Technically, such a thing might even happen invisibly, since units is destroyed after a, but luckily, ~vector does not dereference pointer elements. It merely destroys them, which for a pointer doesn't do anything (trivial destructor).
But imagine someone was so "smart" as to extend the vector class, or maybe you apply this pattern some day in the future (because it "works fine") to another object which does just that. Bang, you're dead. And you don't even know where it came from.
What I really don't like about the code, even though it is strictly "legal" is the fact that it may lead to a condition which will crash or exhibit broken, unreproducable behaviour. However, it does not crash immediately. Code that is "broken" should crash immediately, so you see that something is wrong, and you are forced to fix it.
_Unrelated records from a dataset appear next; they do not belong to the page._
PR #419, opened 2020-06-05
implementation of motor thermistor support.

rowanG077:
I have started the implementation of allowing users to connect a thermistor that is attached to a motor. The basic steps I took was create a new abstract class which allows current limiting. And based on that create a thermistor current limiter. The FET thermistor has been moved over to this class as well.

I have added some functions to get the adc_channel given a GPIO port/pin. User can choose which pins to use for the motor thermistor as long as it's a valid adc_channel. To differentiate the internal fet thermistor configuration contains a flag to indicate that the fet thermistor are on board and thus the pin assignment is immutable.

todo:

- [x] Create function in odrivetool to calculate and set thermistor coefficients based on thermistor constants.
- [x] Test in hardware


Firmware/MotorControl/current_limiter.hpp
```diff
@@ -0,0 +1,89 @@
...
+class CurrentLimiter {
+public:
+    virtual ~CurrentLimiter() = default;
+    virtual float apply_current_limit(float current_limit) = 0;
+};
+
+class ThermistorCurrentLimiter : public CurrentLimiter {
+public:
+    struct Config_t {
+        std::array<float, 4> thermistor_poly_coeffs = { };
```
samuelsadok: Feels a bit scary to store an STL class to NVM. We don't have a guarantee that it doesn't contain any funny run-time variables. I'd prefer a classical C array.

Firmware/MotorControl/current_limiter.hpp
```diff
@@ -0,0 +1,89 @@
...
+            make_protocol_property("error", &error_),
+            make_protocol_function("get_temp", *this, &ThermistorCurrentLimiter::get_temp),
+            make_protocol_function("set_pin", *this, &ThermistorCurrentLimiter::set_pin, "GPIO pin number to use for thermistor."),
+            make_protocol_ro_property("gpio_pin", &gpio_pin_),
+            make_protocol_object("poly_coefficients",
+                make_protocol_property("idx_0", &config_.thermistor_poly_coeffs[0]),
+                make_protocol_property("idx_1", &config_.thermistor_poly_coeffs[1]),
+                make_protocol_property("idx_2", &config_.thermistor_poly_coeffs[2]),
+                make_protocol_property("idx_3", &config_.thermistor_poly_coeffs[3])
+            ),
```
samuelsadok: For `odrivetool` to properly back up the configuration, all NVM-stored config variables need to be exposed as `[...].config.[...]`.

Also as a heads-up: With #418, either `thermistor_poly_coeffs` would need to be turned into a class (like [`timing_log_`](https://github.com/madcowswe/ODrive/blob/feature/interface_autogen/Firmware/MotorControl/motor.hpp#L123-L127)) or the variables would have to be named `poly_coefficients_idxN` instead of `poly_coefficients.idxN` (although the latter naming is cleaner). Just saying this so we can avoid API breakage when #418 gets merged.

Firmware/MotorControl/current_limiter.hpp
```diff
@@ -0,0 +1,89 @@
...
+        config->enabled = true;
+        config->onboard = true;
+    }
+
+    // Communication protocol definitions
+    auto make_protocol_definitions() {
+        return make_protocol_member_list(
+            make_protocol_property("error", &error_),
+            make_protocol_function("get_temp", *this, &ThermistorCurrentLimiter::get_temp),
+            make_protocol_function("set_pin", *this, &ThermistorCurrentLimiter::set_pin, "GPIO pin number to use for thermistor."),
```
samuelsadok: This should probably be a setter hook function of the `config.gpio_pin` property, which should be read-write. Example: [`abs_spi_cs_gpio_pin`](https://github.com/madcowswe/ODrive/blob/devel/Firmware/MotorControl/encoder.hpp#L150-L151).
(btw the string is intended to act as argument name rather than an argument description)

Firmware/MotorControl/motor.hpp
```diff
@@ -185,7 +186,8 @@ class Motor {
             make_protocol_property("DC_calib_phC", &DC_calib_.phC),
             make_protocol_property("phase_current_rev_gain", &phase_current_rev_gain_),
             make_protocol_ro_property("thermal_current_lim", &thermal_current_lim_),
-            make_protocol_function("get_inverter_temp", *this, &Motor::get_inverter_temp),
+            make_protocol_object("fet_thermistor", fet_thermistor_.make_protocol_definitions()),
```
samuelsadok: We should add a new section "API migration notes" to CHANGELOG.md to keep track of these changes.

tools/odrive/utils.py
```diff
@@ -31,6 +32,25 @@
 class OperationAbortedException(Exception):
     pass
 
+def set_motor_thermistor_coeffs(motor, Rload, R_25, T_25, Beta, Tmin, TMax):
```
samuelsadok: Maybe add a brief note somewhere in the `docs/` that describes how to set up the thermistor.

Firmware/MotorControl/low_level.cpp
```diff
@@ -63,7 +63,7 @@ static uint16_t GPIO_port_samples [2][num_GPIO];
 *   Brake resistor PWM:
 *     Timer2.CCR3 (counter compare register 3)
 *     Timer2.CCR4 (counter compare register 4)
-* 
+*
```
samuelsadok: There are a couple of whitespace-only changes. While they are generally sensible we should do this in a separate formatting PR (and also enforce it by CI) to avoid noise here.

Firmware/MotorControl/current_limiter.cpp
```diff
@@ -0,0 +1,84 @@
...
+ThermistorCurrentLimiter::ThermistorCurrentLimiter(const Config_t& config) :
+        config_(config),
+        error_(ERROR_NONE)
+{
+    // For onboard thermistors the gpio_pin is the direct ADC channel
+    // because it's connected to a GPIO that's not exposed to the user.
+    // We set the gpio_pin_ to UINT16_MAX so it's clear that this
+    // value is not a "real" gpio pin.
+    if (config_.onboard)
+    {
```
samuelsadok: Our convention is to keep braces on the same line. See [here](https://google.github.io/styleguide/cppguide.html#Function_Declarations_and_Definitions) and [here](https://google.github.io/styleguide/cppguide.html#Conditionals).

samuelsadok (commented):
Thanks for the PR, looks promising! I added a couple of inline comments and here are two more general comments:

1. There are some conceptual differences between onboard and off board thermistors. The former is an implementation detail and doesn't need to be exposed on the API. But if so, it should likely be immutable. As such I think it makes sense to split either `ThermistorCurrentLimiter` or `ThermistorCurrentLimiter::Config_t` into two classes, one that samples and exposes a temperature and one that calculates current limit based on that. The `motor_thermistor`'s config would be exposed on the API but not the `fet_thermistor`'s config.


2. It would be good to be able to query `ThermistorCurrentLimiter` multiple times per control cycle and get consistent results. This could be done by having a separate sampling function that stores the temperature in a member variable. So the interface I'd suggest would be:

       class ThermistorCurrentLimiter {
           void update(); // updates the `temp_` member variable based on ADC. Called from `Axis::do_updates()`. Not needed if latching is already done in a Thermistor class.
           bool do_checks(); // updates the `error_` member variable based on `temp_`. Called from `Axis::do_checks()`. Can also be assimilated into `update()`.
           float get_current_limit(float user_limit); // pure function, no member variables are changed.
       };

Firmware/MotorControl/current_limiter.cpp
rowanG077: Will fix.

Firmware/MotorControl/current_limiter.hpp
rowanG077: According to cppreference it's guaranteed that `std::array` only non-static data member is semantically a plain C array.
https://en.cppreference.com/w/cpp/container/array

But your point stands. It's more obviously correct to just have a C-style array here.

Firmware/MotorControl/current_limiter.hpp
rowanG077: Will fix.

Firmware/MotorControl/current_limiter.hpp
rowanG077: Will fix. I will rename the variables.

Firmware/MotorControl/low_level.cpp
rowanG077: Yes it was done automatically by my editor. I will pull these changes out.

Firmware/MotorControl/motor.hpp
rowanG077: Will do.

tools/odrive/utils.py
rowanG077: Will do.

rowanG077:
@samuelsadok Thank you for your review! I will fix the points you mentioned.

1. This is true. I thought about it but the return type of `make_protocol_definition` is inferred. I guess because the actual type is insanely complex due to template magics. But this makes it hard to split into two classes because then I would need an abstract `Thermistor` class which does have an abstract method for `make_protocol_definition`. But you can't have auto type for abstract methods. Besides that I don't think the types for different protocol definitions would match.  

2. What do you mean exactly by `Not needed if latching is already done in a Thermistor class.` in your proposed API?

tools/odrive/utils.py
```diff
@@ -31,6 +32,25 @@
...
+    V = Rload / (Rload + R_temps)
+
+    fit = np.polyfit(V, temps, 3)
+    p1 = np.poly1d(fit)
+    fit_temps = p1(V)
+
+    motor.motor_thermistor.poly_coefficients.idx_0 = float(fit_temps[0])
+    motor.motor_thermistor.poly_coefficients.idx_1 = float(fit_temps[1])
+    motor.motor_thermistor.poly_coefficients.idx_2 = float(fit_temps[2])
+    motor.motor_thermistor.poly_coefficients.idx_3 = float(fit_temps[3])
```
madcowswe: I think the polynomial coefficients are in `fit` or `p1`, not in fit_temps.

madcowswe: Either way, to avoid code duplication, we should have thermistors.py call this function (or other way around)

Firmware/MotorControl/current_limiter.hpp
samuelsadok: Ah interesting, I didn't know that

samuelsadok:
@rowanG077

1. yeah this appears to be not quite straight forward but it's possible. You're right that return type of `make_protocol_definition` is very complex. However this function doesn't have to be declared in the base class, it can be declared and defined just in the deriving, non-abstract classes. 

   [Here's a draft](https://gist.github.com/samuelsadok/f1dbc3e2598d56127a6ff1464e2a2019) of an approach that I think would work. It doesn't introduce a Thermistor class but rather two child classes of `ThermistorCurrentLimiter`. Not 100% sure if it's an improvement but it might be. It leads to some code duplication but on the other hand it allows removing other code (constructors bodies, `set_pin`, `load_fet_default_thermistor_config`).

2. If there is a `Thermistor` class  with an update/sample function that stores ("latches") the measurement into a `Thermistor::temp_` variable, then the `ThermistorCurrentLimiter` class doesn't need to store the temperature itself.

rowanG077:
@samuelsadok 

1. I ended up creating an abstract `ThermistorCurrentLimiter` get's some pointers/references to configuration values and then creating the onboard and offboard classes like you suggested. This way there is no code duplication. I also moved the thermistors to axis and added a specific array for current limiters and thermal sensors. The `motor` class now only queries the current limiters to set the minimum current limit. This way there is a a nice path forward for other current limiters.

2. Clear.

I have added a changelog entry and created some docs. I'm not sure how I can build the docs so I have not tested whether the docs are working as intended.

I have now glued my thermistors to my motors but I'm waiting for the PCB I made to connect it to the ODrive. Once this is done I will test it in hardware.

Please let me know any other comments you have.

rowanG077:
Oh and another point. Should this be merged to the devel branch instead of master? I just now read about the devel branch on the forums.

Firmware/MotorControl/axis.cpp
```diff
@@ -20,13 +30,23 @@ Axis::Axis(int axis_num,
...
       sensorless_estimator_(sensorless_estimator),
       controller_(controller),
+      fet_thermistor_(fet_thermistor),
+      motor_thermistor_(motor_thermistor),
       motor_(motor),
-      trap_(trap)
+      trap_(trap),
+      current_limiters_(make_array(
+          static_cast<CurrentLimiter*>(&fet_thermistor),
+          static_cast<CurrentLimiter*>(&motor_thermistor))),
```
samuelsadok, line 37: as far as I can see you can do the same without `make_array`:
`current_limiters_{static_cast<CurrentLimiter*>(&fet_thermistor), static_cast<CurrentLimiter*>(&motor_thermistor)}`

Firmware/MotorControl/thermistor.hpp
```diff
@@ -0,0 +1,132 @@
...
+        ERROR_NONE = 0x0000,
+        ERROR_OVER_TEMP = 0x0001,
+    };
+
+    ThermistorCurrentLimiter() = delete;
+    virtual ~ThermistorCurrentLimiter() = default;
+    ThermistorCurrentLimiter(const ThermistorCurrentLimiter& other) = delete;
+    ThermistorCurrentLimiter(ThermistorCurrentLimiter&& other) noexcept = delete;
+    ThermistorCurrentLimiter& operator=(const ThermistorCurrentLimiter& original) = delete;
+    ThermistorCurrentLimiter& operator=(ThermistorCurrentLimiter&& original) = delete;
```
samuelsadok: IMO for brevity we can omit these declarations. I mean it's true that it's not allowed to copy/move a `ThermistorCurrentLimiter` object but in other classes (Motor, Axis, ...) we also don't state this explicitly. Btw I think copy/move assignment operators are not autogenerated for classes that contain references (because the reference itself is const).

Firmware/MotorControl/thermistor.hpp
```diff
@@ -0,0 +1,132 @@
...
+class OffboardThermistorCurrentLimiter : public ThermistorCurrentLimiter {
+public:
+    static const size_t num_coeffs_ = 4;
+
+    struct Config_t {
+        float thermistor_poly_coeffs[num_coeffs_] = { };
+        uint16_t gpio_pin = 4;
+        float temp_limit_lower = 100;
+        float temp_limit_upper = 120;
+        bool enabled = false;
```
samuelsadok, line 58: Technically a thermistor can just be disabled by putting the limits to infinity. On the other hand there is some merit to having an explicit enable flag. In any case we should make it consistent between onboard and offboard thermistors.

Firmware/MotorControl/thermistor.cpp
```diff
@@ -0,0 +1,86 @@
...
+}
+
+void ThermistorCurrentLimiter::update() {
+    const float voltage = get_adc_voltage_channel(adc_channel_);
+    const float normalized_voltage = voltage / adc_full_scale;
+    temp_ = horner_fma(normalized_voltage, coefficients_, num_coeffs_);
+}
+
+bool ThermistorCurrentLimiter::do_checks() {
+    if (enabled_ && temp_ >= temp_limit_upper_) {
```
samuelsadok: We should keep the 5°C margin here that was in the old code to account for measurement noise.

Firmware/MotorControl/thermistor.cpp
```diff
@@ -0,0 +1,86 @@
...
+    num_coeffs_(num_coeffs),
+    temp_(),
+    temp_limit_lower_(temp_limit_lower),
+    temp_limit_upper_(temp_limit_upper),
+    enabled_(enabled),
+    error_(ERROR_NONE)
+{
+}
+
+float ThermistorCurrentLimiter::get_temp() const {
```
samuelsadok: I think this is not used anymore

samuelsadok (commented):
Looks good, just a few minor comments.

If you want to build the HTML docs you can check out [this](https://docs.odriverobotics.com/developer-guide#documentation). But for most purposes a simple markdown previewer will do (I'm using the VSCode extension "Markdown All in One" by Yu Zhang).

Yes PRs should go to `devel`, sorry I didn't notice.

Firmware/MotorControl/thermistor.hpp
rowanG077: I didn't include an enable for onboard thermistors because I didn't think we should support disabling them. An enable flag is definitely needed for the offboard thermistors because else we possibly sample unconnected IO and create bogus temps that then trigger the temperature limits.

docs/thermistors.md
```diff
@@ -0,0 +1,35 @@
+# Thermistors
```
samuelsadok, line 1: You can add this file to "docs/_data/index.yaml" so it will show up in the navigation bar.

Firmware/MotorControl/axis.cpp
rowanG077: @samuelsadok Yes you can but you lose some safety. For instance the following will compile without any warnings:

```
class Foo {
    Foo() : content({"test", "test2"}) {}
  
    std::array<std::string, 3> content;
};
```

The `make_array` helper ensures that you are forced to fill in every element else a compilation error is given. If you prefer it with a normal initializer_list I will change it.

Firmware/MotorControl/thermistor.cpp
rowanG077: Fixed.

docs/thermistors.md
rowanG077: Fixed

Firmware/MotorControl/thermistor.hpp
rowanG077: Fixed

Firmware/MotorControl/thermistor.hpp
rowanG077: Fixed. Added enable to onboard thermistors as well.

Firmware/MotorControl/thermistor.cpp
rowanG077: Fixed

Firmware/MotorControl/axis.cpp
samuelsadok: Ah I see. I assume in this example the default constructor would be used for the third string. Then perhaps in our case it makes sense to check for `nullptr` in the loops that iterate over these arrays. Either that or `make_array` can be moved to "utils.hpp".

rowanG077:
@samuelsadok 

I have implemented your suggestions and rebased on devel. Pull request target is now also devel. Next week on friday I will run hardware tests. Once this succeeds I will ping you so it can be merged.

rowanG077:
@samuelsadok 

I had some EMI issues with my motor which I was finally able to resolve by braiding the motor cables and adding a toroid. Anyway I tested the thermistor support in hardware today and it works perfectly. I tested the following scenarios succesfully:

1. Using new built-in helper function `set_motor_thermistor_coeffs` to calculate and set thermistor coefficients based on voltage divider circuit and thermistor spec.
2. Plotting temp for both fet and motor thermistors and they match what is expected.
3. Setting lower and upper temp limit low and ensure derating is functioning as expected.
4. Disabling/enabling a thermistor to check no overtemp is triggered and no current limiting is then applied due to that thermistor
5. Changing GPIO pin of motor thermistor.
6. Setting limits to pretty low values to check overtemp error is triggered.

If I'm missing some scenario please let me know so I can test that as well. I see that current unit has been removed from users in favor of specifying torque. Including the fet thermistor. Should I rewrite these PR to not be current limiting but torque limiting? I feel like current is better in this case since that is what is directly generating the heat and not the torque.

Firmware/odrive-interface.yaml
```diff
@@ -211,6 +211,8 @@ interfaces:
           WatchdogTimerExpired:
           MinEndstopPressed:
           MaxEndstopPressed:
+          OverTemp:
+            doc: Check `fet_thermistor.error` and `motor_thermistor.error` for more information.
```
samuelsadok: let's move this after `HomingWithoutEndstop` to reduce the likelihood of breaking someone's code silently

Firmware/odrive-interface.yaml
```diff
@@ -337,7 +380,6 @@ interfaces:
           BrakeDeadtimeViolation:
           UnexpectedTimerCallback:
           CurrentSenseSaturation:
-          InverterOverTemp:
           CurrentLimitViolation:
```
samuelsadok: again to reduce the likelihood of silent errors you can "pin" the bit number of the succeeding flag: `CurrentLimitViolation: {bit: 12}`

Firmware/odrive-interface.yaml
```diff
@@ -656,6 +694,12 @@ valuetypes:
       Homing:
         doc: run axis homing function
 
+  ODrive.ThermistorCurrentLimiter.Error:
+    values:
```
samuelsadok: For this enum the `flags` key should be used instead of `values` to make the interface generator chose numbers that are powers of two (see for example `ODrive.Motor.Error`). The `nullflag` key can then be used to specify the name of the "no flag is set"-state.

samuelsadok (commented):
Cool thanks!

Yes current limits make more sense when talking about thermal clamping. The `current_lim` is still exposed to the user and internally `effective_current_lim()` is still being honored so as far as I can see the new torque limit doesn't require any changes to this PR.

I added some minor comments on the YAML changes but apart from that it looks good to me. Regarding testing I think you covered all important aspects, so no further requests from my side.
I think @madcowswe also wants to take a look so give him a few days.

Firmware/odrive-interface.yaml
rowanG077: Fixed.

Firmware/odrive-interface.yaml
rowanG077: Fixed.

Firmware/odrive-interface.yaml
rowanG077: Fixed.

rowanG077:
@samuelsadok Fixed the stuff you mentioned and rebased again.

@madcowswe Let me know if you find anything else I will fix it ASAP.

samuelsadok (approved):

docs/thermistors.md
```diff
@@ -0,0 +1,35 @@
...
+
+## Introduction
+Thermistors are elements that change their resistance based on the temperature. They can be used to electrically measure temperature. The ODrive itself has thermistors on board near the FETs to ensure that they don't burn themselves out. In addition to this it's possible to connect your own thermistor to measure the temperature of the connected motors. There are two types of thermistors, Negative Temperature Coefficient (NTC) and Positive Temperature Coefficient (PTC). This indicates whether the resistance goes up or down when the temperature goes up or down. The ODrive only supports the NTC type thermistor.
+
+## FET thermistor
+The temperature of the onboard FET thermistors can be read out by using the `odrivetool` under `<axis>.fet_thermistor.temp`. The odrive will automatically start current limiting the motor when the `<axis>.fet_thermistor.config.temp_limit_lower` threshold is exceeded and once `<axis>.fet_thermistor.config.temp_limit_upper` is exceeded the ODrive will stop controlling the motor and set an error. The lower and upper threshold can be changed values but this is not recommended.
```
madcowswe: small grammar edit: "can be changed values but this is not recommended" -> "can be changed, but this is not recommended"

docs/thermistors.md
```diff
@@ -0,0 +1,35 @@
...
+
+## Connecting motor thermistors
+
+To use your own thermistors with the ODrive a few things have to be clarified first. The use of your own thermistor requires one analog input pin. Under `<axis>.motor_thermistor.config` the configuration of your own thermistor is available with the following fields:
+
+* `gpio_pin`: The GPIO input in used for this thermistor.
+* `poly_coefficient_0` to `poly_coefficient_3`: Coefficient that needs to be set for your specific setup more on that in [Thermistor coefficients](#Thermistor coefficients).
+* `temp_limit_lower` and `temp_limit_upper`: Same as the FET temperature limits.
```
madcowswe: "same principle" or "same idea" (so they don't think they need to put the same values)

docs/thermistors.md
```diff
@@ -0,0 +1,35 @@
...
+* `enabled`: Whether this thermistor is enabled or not.
+
+## Voltage divider circuit
+To measure a temperature with a thermistor a voltage divider circuit is used in addition with an ADC. The screenshot below is taken directly from the ODrive schematic.
+
+![Launch Configurations](screenshots/thermistor-voltage-divider.png "Thermistor voltage divider")
+
+The way this works is that the thermistor is connected in series with a known resistance value. By connecting an ADC directly after the thermistor the resistance value can be determined. For further information see [Voltage divider](https://en.wikipedia.org/wiki/Voltage_divider).
+
+To use a thermistor with the ODrive a voltage divider circuit has to be made that uses `VCCA` as the power source with `GNDA` as the ground. The voltage divider output can be connected to a GPIO pin that supports analog input.
```
madcowswe, line 25: add: "While not strictly necessary, it is a good idea to add a capacitor as shown as well. This will help reduce the effect of electrical noise. A value between 470nF and 4.7uF is recommended, and any voltage rating 4V or higher. Put the capacitor physically close to the ODrive."

docs/thermistors.md
```diff
@@ -0,0 +1,35 @@
...
+
+
+## Thermistor coefficients
+Every thermistor and voltage divider circuit is different and thus it's necessary to let the ODrive know how to relate a voltage it measures at the GPIO pin to a temperature. The `poly_coefficient_0` to `poly_coefficient_3` under `<axis>.motor_thermistor.config` are used for this. The `odrivetool` has a convenience function `set_motor_thermistor_coeffs(axis, Rload, R_25, Beta, Tmin, Tmax)` which can be used to calculate and set these coefficients.
+
+* `axis`: Which axis do set the motor thermistor coefficients for (`odrv0.axis0` or `odrv0.axis1`).
+* `Rload`: The Ohm value of the resistor used in the voltage divider circuit. 
+* `R_25`: The resistance of the thermistor when the temperature is 25 degrees celsius. Can usually be found in the datasheet of your thermistor. Can also be measured manually with a multimeter.
+* `Beta`: A constant specific to your thermistor. Can be found in the datasheet of your thermistor.
+* `Tmin` and `Tmax`: The minimum and maximum temperature limit that is used to create the coefficients. Make sure to set these values that are lower and higher respectively then what is expected during operation.
```
madcowswe: "The temperature range that is used to create the coefficients. Make sure to set this range to be wider than what is expected during operation. A good example may be -10 to 150."

Firmware/MotorControl/motor.cpp
```diff
@@ -186,10 +162,15 @@ float Motor::effective_current_lim() {
     } else {
         current_lim = std::min(current_lim, axis_->motor_.current_control_.max_allowed_current);
     }
-    // Thermal limit
-    current_lim = std::min(current_lim, thermal_current_lim_);
 
-    return current_lim;
+    // Apply axis current limiters
+    for (const CurrentLimiter* const limiter : axis_->current_limiters_) {
+        current_lim = std::min(current_lim, limiter->get_current_limit(config_.current_lim));
```
madcowswe, line 168: I found it a bit confusing that get_current_limit takes an argument. I think the purpose being a "default" if it isn't enabled? If so then this min is redundant right?
Supposing I understand correctly, then I think it might be clearer for get_current_limit to not take any argument and return an optional https://en.cppreference.com/w/cpp/utility/optional

Firmware/MotorControl/thermistor.hpp
```diff
@@ -0,0 +1,74 @@
...
+                             const bool& enabled);
+
+    void update();
+    bool do_checks();
+    float get_current_limit(float user_limit) const override;
+
+    uint16_t adc_channel_;
+    const float* const coefficients_;
+    const size_t num_coeffs_;
+    float temp_;
```
madcowswe: just "temp" by itself can look like "temporary". I would suggest using "temperature" in this case. Also applies to the interface yaml.

madcowswe (commented):
Great work, looks very nice in general.
I have some small comments on some wording, and one suggested code change.

Thanks for your work on this!

Firmware/MotorControl/motor.cpp
rowanG077: The current limiter doesn't "know" the configured current limit. The purpose of the argument is not only being a default but also what base current limit to apply the limit to. An alternative would be for current limiters to not return a concrete current value but rather a current scale between 0.0 and 1.0. And then the logic would simply be to find the smallest scaler and apply it to the configured current limit.

An optional would be overkill I think because we would need the `min` call anyway. Suppose we have two current limiters with a configured limit of 20A.

1. First current limiter says current limit is 15A.
2. Second current limiter says current limit is 12A.

Then we would still need to find the minimum of all the current limits to know which to actually apply. Introducing an optional is simply another case without a (to me) clear benefit. 

Anyway the best way forward I think would be to rewrite this to a scaler based implementaiton. `get_current_limit` would not have any arguments and return a float between 0.0 and 1.0. The `std::min` would remain and the `effective_current_lim_` will become `current_lim * current_lim_scaler`.

madcowswe: Ah ok, the value is also used as a base current limit to scale from, I see.
Now that I understand what is going on, I think it is good as is. Changing it to using `current_lim_scaler` will preclude other limiting scenarios that are an absolute limit rather than ratiometric de-rating.

Perhaps we can rename it to `base_current_lim` instead of user limit, it may make it a bit clearer that the main purpose is to do scaling off, rather than a user default (which is what I misinterpreted it as).

Firmware/MotorControl/thermistor.hpp
rowanG077: Fixed.

Firmware/MotorControl/motor.cpp
rowanG077: Fixed.

docs/thermistors.md
rowanG077: Fixed.

docs/thermistors.md
rowanG077: Fixed.

docs/thermistors.md
rowanG077: Fixed.

docs/thermistors.md
rowanG077: Fixed.

rowanG077:
@madcowswe I fixed your comments and rebased to the latest version.

madcowswe:
Amazing, great work, thank you!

Unluckily that's not the case here.
This will appear to work, possibly for years, until one day it doesn't. Eventually you'll have forgotten that a and b live on the current stack frame and reference the non-existing objects in the vector from some other location. Maybe you dynamically allocate the vector in a future revision of your code, since you pass it to another function. And maybe it will continue to appear working.
And then, you'll spend hours of your time (and likely the time of others) trying to find why a section of code that cannot possibly fail produces wrong results or crashes.
Warning against your second example.
This simple extension leads to undefined behavior:
class A {
public:
int m;
A(int _m): m(_m) {}
};
int main(){
std::vector<A*> units;
for (int i = 0; i < 3; ++i) {
A a(i);
units.push_back(&a);
}
for (auto i : units) std::cout << i->m << " "; // output: 2 2 2 !!!!
return 0;
}
In each loop, the pointer to each a is saved in units, but the objects that they point to go out of scope. In the case of my compiler, the memory address of each a was re-used each time, resulting in units holding three identical memory addresses -- all pointing to the final a object.